China has announced plans to sharply boost its energy efficiency and slow the growth of carbon emissions as part of its contribution to the fight against global warming.

China announced plans Thursday to sharply boost its energy efficiency and slow the growth of carbon emissions as part of its contribution to the fight against global warming.

The State Council announcement ahead of next month's Copenhagen climate summit pledges that China will cut carbon dioxide emissions per unit of gross domestic product by 40 to 45 per cent by 2020, compared with levels in 2005.

The State Council, or cabinet, said it "is a voluntary action taken by the Chinese government based on its own national conditions and is a major contribution to the global effort in tackling climate change."

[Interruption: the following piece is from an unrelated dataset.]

Issue #41, opened 2018-01-27
HC-Icons Font


andrew-frueh:
Develop an HC-Icons font to remove our dependency on FontAwesome, GlyphIcons, or any other 3rd party glyph set.  This document represents the current best understanding of what icons should be included in this font:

The goal does not mean that China will cut its carbon emissions by 2020. In fact, given the expected huge increases in its economy over the next decade, its global warming emissions should increase — but at a much slower pace than if China had made no changes.

India, the world's fifth-biggest greenhouse gas emitter, has proposed a similar policy to link emissions to growth in gross domestic product, defined as a broad measure of the value of the nation's total output of goods and services.

China announced earlier Thursday that Premier Wen Jiabao will take part in the Copenhagen meeting to show the country's commitment to the global effort to reduce greenhouse emissions.

The announcements come after the White House said U.S. President Barack Obama will attend the start of the conference to personally commit the U.S. to a goal of substantially cutting greenhouse gases.

"We hope to reach a fair and reasonable arrangement" at Copenhagen, Foreign Ministry spokesman Qin Gang told a news conference. "Wen's attendance fully demonstrates the importance attached to this."

The Dec. 7-18 conference is unlikely to produce a binding agreement. The original goal of the conference was to produce a new global climate change treaty to replace the 1997 Kyoto Protocol. But in recent weeks it became clear that delegates were likely to produce at best an outline for an agreement to be considered late next year.

"This is the first time China has a target that directly links up its emissions figure and its economic development … the importance of this figure is really that China wants to show how it's going to try to develop in a more low-carbon way," said Yang Ailun, climate campaign manager for Greenpeace China.

Boost efficiency

Yang said that in order to meet the new target, China will have to boost energy efficiency, use more renewable energy sources like solar and wind power and look for new ways to reduce its heavy dependence on coal.

The White House said Obama will "put on the table" a U.S. commitment to cut emissions by 17 per cent over the next decade, on the way to reducing heat-trapping pollution by 80 per cent by mid-century.

China has said repeatedly it will seek binding pollution targets for developed countries and reject similar requirements for itself at the international meeting.

China has said it was unfair that all countries be required to play a role combating global warming since most of the environmental damage was caused by developed nations during their industrialization over the last 100 to 200 years.

China, the world's largest emitter of greenhouse gases, has already said renewables such as solar and wind power will supply 15 per cent of its energy needs by 2020. But Beijing is resisting binding emission caps.